Summary: | 碩士 === 國立臺南藝術大學 === 建築藝術研究所 === 103 === What is nature in our mind? What is the so-called ‘nature’? Do the human beings create a nature like what it is in our minds or in reality?
Simply, ‘nature’ stands for the origin of everything. We are not able to live without following the rules of nature. Nature is everywhere in our lives, and everything might have begun with a simple plane. For example, when we look up into the vast sky, we find that between the sky and the earth is the horizon, the borderline that is always there. Or perhaps, for another example, on the shore, the pulse of waves that we sense extends endlessly but finally comes back to the same origin and therefore forms the most simple and natural plane that is ultimately on the same surface.
Architectures construct a special zone. To some extent, we are also building a natural zone full of uncertainty. This zone limits neither physical substances nor pure thoughts. It is not a borderline for the existing substances, either, but an environment for the existence of physical substances.
In fact, architecture itself is another kind of language as well, expressing its thoughts about space. Architecture utilizes the combination and extension of axis and plane as its foundation and applies plane joints to produce more variations of volume.
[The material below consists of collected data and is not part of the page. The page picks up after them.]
PR #122, opened 2025-01-29
Run tests on .NET 8, fix issues uncovered by that

nguerrera:
This started with wanting to examine `IdentifiableScan` performance. I profiled its unit test and the profiler told me that it was spending a lot of time in regular expressions and so I probably wanted to use a newer version of .NET. :) This made me realize that the tests were running only on .NET Framework. I enabled them on .NET 8 and when I ran them, I was greeted with `System.NotSupportedException: The specified pattern with RegexOptions.NonBacktracking could result in an automata as large as 'NNNN' nodes, which is larger than the configured limit of '1000'.`

This was due to `ValidateBase64Key` generating a regex with a large quantifier for large input. I fixed this by removing the regex generation and use. Instead, we only check that 1) there is not inconsistent use of base64url or standard base64 with respect to the `encodeForUrl` argument, and 2) the key has the signature provided. The remainder of the work done by the generated regex was redundant to what had already been ascertained by `ValidateChecksum`. In addition to fixing the bug, this improved the performance of the slowest test, `IdentifiableSecrets_GenerateBase64Key_Comprehensive`, by about 8x on .NET Framework.

While looking at this, I further discovered that `ValidateBase64Key`  did not check the signature if given a backwards-compatible `CommonAnnotatedKey`, and that `ValidateCommonAnnotatedKey` didn't check the signature at all. Also, the `byte[]` version of ValidateCommonAnnotatedKey did not validate the signature argument. These bugs are fixed here as well.

### DIFF
--- a/docs/ReleaseHistory.md
+++ b/docs/ReleaseHistory.md
@@ -14,7 +14,7 @@
 # 1.13.0 - UNRELEASED
 - BUG: `IdentifiableSecrets.TryValidateCommonAnnotatedKey(byte[], string)` did not validate signature argument to be be exactly 4 characters long, beginning with a letter, entirely alphanumeric, and either entirely uppercase or entirely lowercase. 
 - BUG: `IdentifiableSecrets.TryValidateCommonAnnotatedKey` (all overloads)  did not check that the key had the given signature and would return true for any valid key.
-- BUG: `IdentifiableSecrets.(Try)ValidateBase64Key`, when given a backwards-compatible `CommonAnnotatedKey`, also did not check that the key had the given signature.
+- BUG: `IdentifiableSecrets.(Try)ValidateBase64Key`, when given a backwards-compatible `CommonAnnotatedKey`, did not check that the key had the given signature.
 - BUG: `IdentifiableSecrets.(Try)ValidateBase64Key` failed on .NET 8 with `System.NotSupportedException: The specified pattern with RegexOptions.NonBacktracking could result in an automata as large as 'NNNN' nodes, which is larger than the configured limit of '1000'.`
 - PRF: `IdentifiableSecrets.(Try)ValidateBase64Key` is much faster now as it no longer generates nor uses regular expressions.
 
--- a/docs/ReleaseHistory.md
+++ b/docs/ReleaseHistory.md
@@ -15,7 +15,7 @@
 - BUG: `IdentifiableSecrets.TryValidateCommonAnnotatedKey(byte[], string)` did not validate signature argument to be be exactly 4 characters long, beginning with a letter, entirely alphanumeric, and either entirely uppercase or entirely lowercase. 
 - BUG: `IdentifiableSecrets.TryValidateCommonAnnotatedKey` (all overloads)  did not check that the key had the given signature and would return true for any valid key.
 - BUG: `IdentifiableSecrets.(Try)ValidateBase64Key`, when given a backwards-compatible `CommonAnnotatedKey`, did not check that the key had the given signature.
-- BUG: `IdentifiableSecrets.(Try)ValidateBase64Key` failed on .NET 8 with `System.NotSupportedException: The specified pattern with RegexOptions.NonBacktracking could result in an automata as large as 'NNNN' nodes, which is larger than the configured limit of '1000'.`
+- BUG: `IdentifiableSecrets.(Try)ValidateBase64Key` failed on .NET 8 with `System.NotSupportedException: The specified pattern with RegexOptions.NonBacktracking could result in an automata as large as 'NNNN' nodes, which is larger than the configured limit of '1000'.` This was due to using a regex with a quantifier that was too large, and fixed by removing the regex entirely.
 - PRF: `IdentifiableSecrets.(Try)ValidateBase64Key` is much faster now as it no longer generates nor uses regular expressions.
 
 # 1.12.0 - 01/06/2025
--- a/docs/ReleaseHistory.md
+++ b/docs/ReleaseHistory.md
@@ -11,6 +11,13 @@
 - FPS => False positive reduction in static analysis.
 - FNS => False negative reduction in static analysis.
 
+# 1.13.0 - UNRELEASED
+- BUG: `IdentifiableSecrets.TryValidateCommonAnnotatedKey(byte[], string)` did not validate signature argument to be be exactly 4 characters long, beginning with a letter, entirely alphanumeric, and either entirely uppercase or entirely lowercase. 
+- BUG: `IdentifiableSecrets.TryValidateCommonAnnotatedKey` (all overloads)  did not check that the key had the given signature and would return true for any valid key.
+- BUG: `IdentifiableSecrets.(Try)ValidateBase64Key`, when given a backwards-compatible `CommonAnnotatedKey`, also did not check that the key had the given signature.
+- BUG: `IdentifiableSecrets.(Try)ValidateBase64Key` failed on .NET 8 with `System.NotSupportedException: The specified pattern with RegexOptions.NonBacktracking could result in an automata as large as 'NNNN' nodes, which is larger than the configured limit of '1000'.`
+- PRF: `IdentifiableSecrets.(Try)ValidateBase64Key` is much faster now as it no longer generates nor uses regular expressions.
+
 # 1.12.0 - 01/06/2025
 - BRK: Derived keys and hashed data are no longer supported. The following API are removed:
   - `IdentifiableSecrets.CommonAnnotatedDerivedKeySignature`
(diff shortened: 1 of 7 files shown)


rwoll (commented):
LGTM, but please have Mike review as well.

docs/ReleaseHistory.md
```diff
@@ -11,6 +11,13 @@
 - FPS => False positive reduction in static analysis.
 - FNS => False negative reduction in static analysis.
 
+# 1.13.0 - UNRELEASED
+- BUG: `IdentifiableSecrets.TryValidateCommonAnnotatedKey(byte[], string)` did not validate signature argument to be be exactly 4 characters long, beginning with a letter, entirely alphanumeric, and either entirely uppercase or entirely lowercase. 
+- BUG: `IdentifiableSecrets.TryValidateCommonAnnotatedKey` (all overloads)  did not check that the key had the given signature and would return true for any valid key.
+- BUG: `IdentifiableSecrets.(Try)ValidateBase64Key`, when given a backwards-compatible `CommonAnnotatedKey`, also did not check that the key had the given signature.
```
michaelcfanning: >also [](http://example.com/codeflow?start=109&length=4)

NIT: remove use of `also` here

docs/ReleaseHistory.md
```diff
@@ -11,6 +11,13 @@
...
+- BUG: `IdentifiableSecrets.(Try)ValidateBase64Key` failed on .NET 8 with `System.NotSupportedException: The specified pattern with RegexOptions.NonBacktracking could result in an automata as large as 'NNNN' nodes, which is larger than the configured limit of '1000'.`
```
michaelcfanning: >NotSupportedException [](http://example.com/codeflow?start=82&length=21)

We don't have to use this convention but our other scanners provide specific change codes for unhandled exceptions, differentiating between those raised by a specific rule (which typically disables that rule) or an engine-level exception.

For the current library (and change) we have general API as well as a classifier/scan engine.

A reason for categorizing exceptions in general is simply that these symptoms are typical/often searched for in release notes. What's most important is to author a good/consistent release note. The current one is good! Except that I might have added a bit more about why the exception occurred and why it no longer does. E.g. that the base64 regex had too large a quantifier and that the situation is resolved ultimately because the regex use was entirely removed.



- UER => Eliminate unhandled exceptions in rule.
- UEE => Eliminate unhandled exceptions in engine. #Resolved

src/Tests.Microsoft.Security.Utilities.Core/IdentifiableSecretsTests.cs
```diff
@@ -334,6 +336,11 @@ public void IdentifiableSecrets_TryValidateCommonAnnotatedKeyBase64EncodedChecks
                     bool result = IdentifiableSecrets.TryValidateCommonAnnotatedKey(keyBytes, signature);
                     result.Should().BeTrue(because: $"{key}' should validate using 'TryValidateCommonAnnotatedKey' with its original checksum");
 
+                    string differentSignature = GetRandomSignature();
+                    differentSignature.Should().NotBe(signature, because: "it is random.");
```
michaelcfanning: >. [](http://example.com/codeflow?start=87&length=1)

NIT: trailing periods typically don't render well in these API, so we don't add them.

src/Tests.Microsoft.Security.Utilities.Core/IdentifiableSecretsTests.cs
```diff
@@ -1004,6 +1021,29 @@ public void IdentifiableSecrets_GenerateBase64Key_ShouldThrowExceptionForInvalid
...
+            result.Should().Be(true, because: "validation of standard base64 key with encodeForUrl=false should succeed");
+
+            result = IdentifiableSecrets.TryValidateBase64Key(secretBase64Url, seed, signature, encodeForUrl: true);
+            result.Should().Be(true, because: "validation of base64url key with encodeForUrl=true should succeed");
+
+            result = IdentifiableSecrets.TryValidateBase64Key(secretBase64Std, seed, signature, encodeForUrl: true);
+            result.Should().Be(false, because: "validation of standard base64 key with encodeForUrl=true should fail");
+
+            result = IdentifiableSecrets.TryValidateBase64Key(secretBase64Url, seed, signature, encodeForUrl: false);
+            result.Should().Be(false, because: "validation of base64url key with econdeForUrl=false should fail");
```
michaelcfanning: >econdeForUrl [](http://example.com/codeflow?start=81&length=12)

`encode`

michaelcfanning (dismissed):
:shipit:

docs/ReleaseHistory.md
```suggestion
- BUG: `IdentifiableSecrets.(Try)ValidateBase64Key`, when given a backwards-compatible `CommonAnnotatedKey`, did not check that the key had the given signature.
```

src/Tests.Microsoft.Security.Utilities.Core/IdentifiableSecretsTests.cs
nguerrera:
```suggestion
                    differentSignature.Should().NotBe(signature, because: "it is random");
```

src/Tests.Microsoft.Security.Utilities.Core/IdentifiableSecretsTests.cs
```diff
@@ -334,6 +336,11 @@ public void IdentifiableSecrets_TryValidateCommonAnnotatedKeyBase64EncodedChecks
                     bool result = IdentifiableSecrets.TryValidateCommonAnnotatedKey(keyBytes, signature);
                     result.Should().BeTrue(because: $"{key}' should validate using 'TryValidateCommonAnnotatedKey' with its original checksum");
 
+                    string differentSignature = GetRandomSignature();
+                    differentSignature.Should().NotBe(signature, because: "it is random.");
+                    result = IdentifiableSecrets.TryValidateCommonAnnotatedKey(keyBytes, differentSignature);
+                    result.Should().BeFalse(because: $"'{key}' has signature '{signature}', not '{differentSignature}'.");
```
nguerrera:
```suggestion
                    result.Should().BeFalse(because: $"'{key}' has signature '{signature}', not '{differentSignature}'");
```

src/Tests.Microsoft.Security.Utilities.Core/IdentifiableSecretsTests.cs
```diff
@@ -461,8 +468,12 @@ public void IdentifiableSecrets_TryValidateCommonAnnotatedKey_GenerateCommonAnno
...
                                                                                  longForm: true);
 
-                bool result = TryValidateCommonAnnotatedKeyHelper(validKey, validSignature, out string failedApi);
-                result.Should().BeTrue(because: $"'{validKey}' should validate using '{failedApi}'");
+                bool result = TryValidateCommonAnnotatedKeyHelper(validKey, validSignature);
+                result.Should().BeTrue(because: $"'{validKey}' should validate.");
+
+                string differentSignature = "WXYZ";
+                result = TryValidateCommonAnnotatedKeyHelper(validKey, differentSignature);
+                result.Should().BeFalse(because: $"'{validKey}' has signature '{validSignature}', not '{differentSignature}'.");
```
nguerrera:
```suggestion
                result.Should().BeFalse(because: $"'{validKey}' has signature '{validSignature}', not '{differentSignature}'");
```

src/Tests.Microsoft.Security.Utilities.Core/IdentifiableSecretsTests.cs
nguerrera:
```suggestion
            result.Should().Be(false, because: "validation of base64url key with encodeForUrl=false should fail");
```

docs/ReleaseHistory.md
nguerrera: Should I add both of these to legend and then classify this as `UEE`?

nguerrera: > Except that I might have added a bit more about why the exception occurred and why it no longer does.

Done, leaving only the question above about the categorization before all comments are resolved.

src/Tests.Microsoft.Security.Utilities.Core/IdentifiableSecretsTests.cs
```diff
@@ -521,9 +535,12 @@ public void IdentifiableSecrets_TryValidateCommonAnnotatedKey_RejectInvalidSigna
                                                                              new byte[9],
                                                                              new byte[3]);
 
-            bool result = IdentifiableSecrets.TryValidateCommonAnnotatedKey(validKey, validSignature);
+            bool result = TryValidateCommonAnnotatedKeyHelper(validKey, validSignature);
             result.Should().BeTrue(because: "a generated key should validate");
 
+            result = TryValidateCommonAnnotatedKeyHelper(validKey, base64EncodedSignature: "aBcD");
+            result.Should().BeFalse(because: "although the signature comparison is case-insentitive, the signature argument must have consistent case.");
```
nguerrera:
```suggestion
            result.Should().BeFalse(because: "although the signature comparison is case-insentitive, the signature argument must have consistent case");
```

michaelcfanning (approved):
:shipit:

docs/ReleaseHistory.md
nguerrera: Per offline discussion, we're leaving this for now.

PR #123, opened 2025-01-30
build: speed up BuildAndTest.cmd

nguerrera:
`BuildAndTest` was terribly slow and basically unusable in any inner loop. The main culprit was that `cargo clean` was done on every invocation. This causes the rust world to be rebuilt every single time, and that is quite slow. There were some other issues that are also fixed here.

Changes:
* Remove all `cargo clean` calls. Either use `git clean` or run `cargo clean` yourself if you want to rebuild. This is consistent with the C# behavior of `BuildAndTest`.
* Stop doing `cargo test` on the `ffi` directory as this builds stuff again unnecessarily but runs no additional tests.
* Extract a separate BuildAndTestRust.cmd script to allow iteration on rust changes without running C# build and test steps.
* Respect `-NoTest` argument for rust.
* Clean up some build error handling and logging output.
* Remove dead `rd /s /q` code. If you had a `<repo>\..\bld`, which you usually don't, it would fail because this is cmd not powershell syntax. Furthermore, blowing away `bld` n every invocation runs counter to the goal here of speeding things up for iteration, so it is better to delete this thing that never did anything than to fix it.

### DIFF
--- a/BuildAndTest.cmd
+++ b/BuildAndTest.cmd
@@ -1,47 +1,18 @@
 @echo off
-time /T
+setlocal
 
-pushd .\src\security_utilities_rust\
-call cargo clean --release
-call cargo test --release
-if "%ERRORLEVEL%" NEQ "0" (
-  echo "security_utilities_rust testing failed..."
-  exit /b %ERRORLEVEL%
-)
-popd
+time /t
+set RESULT=1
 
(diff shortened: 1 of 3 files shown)


nguerrera:
#124 will fix the failed PR validation.

rwoll (approved):

PR #124, opened 2025-01-30
ci: fix build break due to deprecated v3 artifact upload

nguerrera:
See https://github.blog/changelog/2024-04-16-deprecation-notice-v3-of-the-artifact-actions/

Fixed by using v4.

### DIFF
--- a/.github/workflows/test-marvin-nodejs.yml
+++ b/.github/workflows/test-marvin-nodejs.yml
@@ -26,7 +26,7 @@ jobs:
 
       - name: Run tests
         run: npm test
-      - uses: actions/upload-artifact@v3
+      - uses: actions/upload-artifact@v4
         if: always()
         with:
           name: playwright-report


.github/workflows/test-marvin-nodejs.yml
```diff
@@ -26,7 +26,7 @@ jobs:
 
       - name: Run tests
         run: npm test
-      - uses: actions/upload-artifact@v3
+      - uses: actions/upload-artifact@v4
```
nguerrera, line 29: @rwoll It seems this doesn't actually upload anything as it doesn't find `playwright-report`. This was already the case with v3 too from what I can tell. Should I remove it instead of upgrading it to v4?

rwoll: If playwright test fails, the trace/failure logs get uploaded via this. So I recommend leaving it.

rwoll (approved):

.github/workflows/test-marvin-nodejs.yml
nguerrera: Ah!

PR #126, opened 2025-02-04
test: use string interpolation in place of hard-coded signature

nguerrera:
This works around an internal false positive scanning issue.

### DIFF
--- a/src/Tests.Microsoft.Security.Utilities.Core/IdentifiableSecretsTests.cs
+++ b/src/Tests.Microsoft.Security.Utilities.Core/IdentifiableSecretsTests.cs
@@ -1028,8 +1028,8 @@ namespace Microsoft.Security.Utilities
             bool result;
             ulong seed = 42;
             string signature = "TEST";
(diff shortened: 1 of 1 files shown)


src/Tests.Microsoft.Security.Utilities.Core/IdentifiableSecretsTests.cs
```diff
@@ -1028,8 +1028,8 @@ public void IdentifiableSecrets_TryValidateBase64Key_ChecksAlphabet()
             bool result;
             ulong seed = 42;
             string signature = "TEST";
-            string secretBase64Std = "83Tv3p0dtmc/cw7eEVxcC7lh6ZM+MgPG3TESTLBLKt4=";
-            string secretBase64Url = "83Tv3p0dtmc_cw7eEVxcC7lh6ZM-MgPG3TESTLBLKt4=";
```
michaelcfanning, line 1032: >MgPG3TESTLBLKt4 [](http://example.com/codeflow?start=66&length=15)

You can formally define test keys in your specification but that doesn't mean anyone else will know about them. :)

michaelcfanning (approved):
:shipit:

PR #129, opened 2025-02-11
Fix incorrect signatures preventing rust scanner from being used for two patterns

nguerrera:
`IdentifiableScan` falls back to the slower `SecretMasker` for patterns that aren't detected by rust. Determining if rust can detect a pattern is controlled by a hard-coded list of signatures. In two cases, HIS v2 and Azure IOT, the values in the hard-coded list did not match the signatures of their `RegexPattern`s. This results in using the backup slower masker for these two patterns.

Fixing this causes tests to fail when rust fails to match `JQQJ9D` (derived) and `JQQJ9H` (hashed) patterns. This draft adds support for these to rust, but these formats never got off the ground and should probably be removed throughout instead.

Fixing this also reveals that the C# masker was including the non-alphanumeric character preceding an HIS v2 secret in its match. Once `IdentifiableScan` started to use rust for HIS v2 matching, tests failed because the C3IDs didn't match. This is fixed as well by using "refine" as the capture name instead of "secret".

Also fix missing rust release notes for previous release.

### DIFF
--- a/docs/ReleaseHistory_Rust.md
+++ b/docs/ReleaseHistory_Rust.md
@@ -13,10 +13,14 @@ This document contains release notes pertaining to the Rust crates.
 - FNS => False negative reduction in static analysis.
 
 # UNRELEASED
+- FNS: Add detection of derived and hashed HIS v2 keys for `SEC101/200: Microsoft common annotated security key (HIS v2)`.
+
+# 1.5.4 - 11/19/2024
+- DEP: Removed dependency of the `base-62` crate since it depended on the `failure` crate which has a known [vulnerability](https://github.com/advisories/GHSA-jq66-xh47-j9f3).
 - NEW: Introduce `marvin::{compute_hash_slice, compute_hash32_slice}` to compute marvin checksums directly from slices. `marvin::{compute_hash, compute_hash32}` also rely on the new, faster implementation.
 
 # 1.5.3 - 07/26/2024
-- DEP: `System.Text.Json` updated to `v8.0.4` to resolve Depandabot alert.
+- DEP: `System.Text.Json` updated to `v8.0.4` to resolve Dependabot alert.
 - NEW: Introduces the `ScanEngine` struct, which allows simplified usage in concurrent scenarios---a single `ScanEngine` instance, along with per-thread `ScanState` instances, suffice without the need for additional synchronization. The existing `Scan` struct is operationally unchanged for users.
 - BRK: `Send` and `Sync` bounds have been added for `ScanDefinition` validators. This allows `ScanEngine` to be `Send + Sync`.
 
--- a/src/Microsoft.Security.Utilities.Core/PreciselyClassifiedSecurityKeys/SEC101_200_CommonAnnotatedSecurityKey.cs
+++ b/src/Microsoft.Security.Utilities.Core/PreciselyClassifiedSecurityKeys/SEC101_200_CommonAnnotatedSecurityKey.cs
@@ -13,7 +13,7 @@ namespace Microsoft.Security.Utilities
             Id = "SEC101/200";
             Name = nameof(CommonAnnotatedSecurityKey);
             DetectionMetadata = DetectionMetadata.Identifiable;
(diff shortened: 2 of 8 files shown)


docs/ReleaseHistory_Rust.md
```diff
@@ -13,10 +13,14 @@ This document contains release notes pertaining to the Rust crates.
 - FNS => False negative reduction in static analysis.
 
 # UNRELEASED
+- FNS: Add detection of derived and hashed HIS v2 keys for `SEC101/200: Microsoft common annotated security key (HIS v2)`.
+
+# 1.5.4 - 11/19/2024
```
nguerrera, line 18: This shipped without proper release notes. Copied below from the C# release notes.

docs/ReleaseHistory_Rust.md
```diff
@@ -13,10 +13,14 @@ This document contains release notes pertaining to the Rust crates.
...
+- DEP: Removed dependency of the `base-62` crate since it depended on the `failure` crate which has a known [vulnerability](https://github.com/advisories/GHSA-jq66-xh47-j9f3).
 - NEW: Introduce `marvin::{compute_hash_slice, compute_hash32_slice}` to compute marvin checksums directly from slices. `marvin::{compute_hash, compute_hash32}` also rely on the new, faster implementation.
 
 # 1.5.3 - 07/26/2024
-- DEP: `System.Text.Json` updated to `v8.0.4` to resolve Depandabot alert.
```
michaelcfanning, line 19: >Depandabot [](http://example.com/codeflow?start=57&length=10)

depandabot. i see.

src/Microsoft.Security.Utilities.Core/PreciselyClassifiedSecurityKeys/SEC101_200_CommonAnnotatedSecurityKey.cs
```diff
@@ -13,7 +13,7 @@ public CommonAnnotatedSecurityKey()
             Id = "SEC101/200";
             Name = nameof(CommonAnnotatedSecurityKey);
             DetectionMetadata = DetectionMetadata.Identifiable;
-            Pattern = $"{WellKnownRegexPatterns.PrefixBase62}(?P<secret>[{WellKnownRegexPatterns.Base62}]{{52}}JQQJ9(?:9|D|H)[{WellKnownRegexPatterns.Base62}][A-L][{WellKnownRegexPatterns.Base62}]{{16}}[A-Za-z][{WellKnownRegexPatterns.Base62}]{{7}}(?:[{WellKnownRegexPatterns.Base62}]{{2}}==)?)";
+            Pattern = $"{WellKnownRegexPatterns.PrefixBase62}(?P<refine>[{WellKnownRegexPatterns.Base62}]{{52}}JQQJ9(?:9|D|H)[{WellKnownRegexPatterns.Base62}][A-L][{WellKnownRegexPatterns.Base62}]{{16}}[A-Za-z][{WellKnownRegexPatterns.Base62}]{{7}}(?:[{WellKnownRegexPatterns.Base62}]{{2}}==)?)";
```
michaelcfanning, line 16: >H [](http://example.com/codeflow?start=123&length=1)

zap the `H`? retain the `D` for now?

src/security_utilities_rust/src/microsoft_security_utilities_core/identifiable_scans.rs
```diff
@@ -739,7 +739,7 @@ impl ScanOptions {
         let match_bytes = |data: &[u8]| -> usize {
             /*
              * Checks are equivalent to this regex:
-             * [A-Za-z0-9]{52}JQQJ99[A-Za-z0-9][A-L][A-Za-z0-9]{16}[A-Za-z][A-Za-z0-9]{7}([A-Za-z0-9]{2}==)?
+             * [A-Za-z0-9]{52}JQQJ9(9|D|H)[A-Za-z0-9][A-L][A-Za-z0-9]{16}[A-Za-z][A-Za-z0-9]{7}([A-Za-z0-9]{2}==)?
```
michaelcfanning, line 742: >H) [](http://example.com/codeflow?start=40&length=2)

zap `H`

michaelcfanning (dismissed):
:shipit:

docs/ReleaseHistory_Rust.md
nguerrera: It's common to confuse the bot that sends dependency alerts with the one that removes pandas. Naming is hard.

src/Microsoft.Security.Utilities.Core/PreciselyClassifiedSecurityKeys/SEC101_200_CommonAnnotatedSecurityKey.cs
nguerrera: I will leave this in draft and come back to it next week after focus week and fix this and add some tests.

Architectural spaces also vary when different volumes joint together. Negative space left by the motion of volume and plane is not an unintegrated one, but represents the integration of different volumes. Negative space created by volumetric motion has three different interpretations. It might be the interstice, or the so-called spatial extension left by volumetric motion; it could also be spaces that are seeable but unusable; it could even be a negative space left by relative motion between a double-bottom space. Although volumetric motion creates more interstices, these interstices can only be sensed visually. However, perhaps it is because these interstices function as a joint, they are merely perceived within a second. We are curious about the interstices, wanting to look through them, but cannot understand everything thoroughly behind the interstices, which are very close to us, yet untouchable and inaccessible. Architectural volumes transform and move without restrictions and rules, just as pauses happening in every dialogue and punctuation marks appearing in every article are used in accordance with personal habits. The temporary stops are similar to the pauses, happening when architectural volumes are transforming.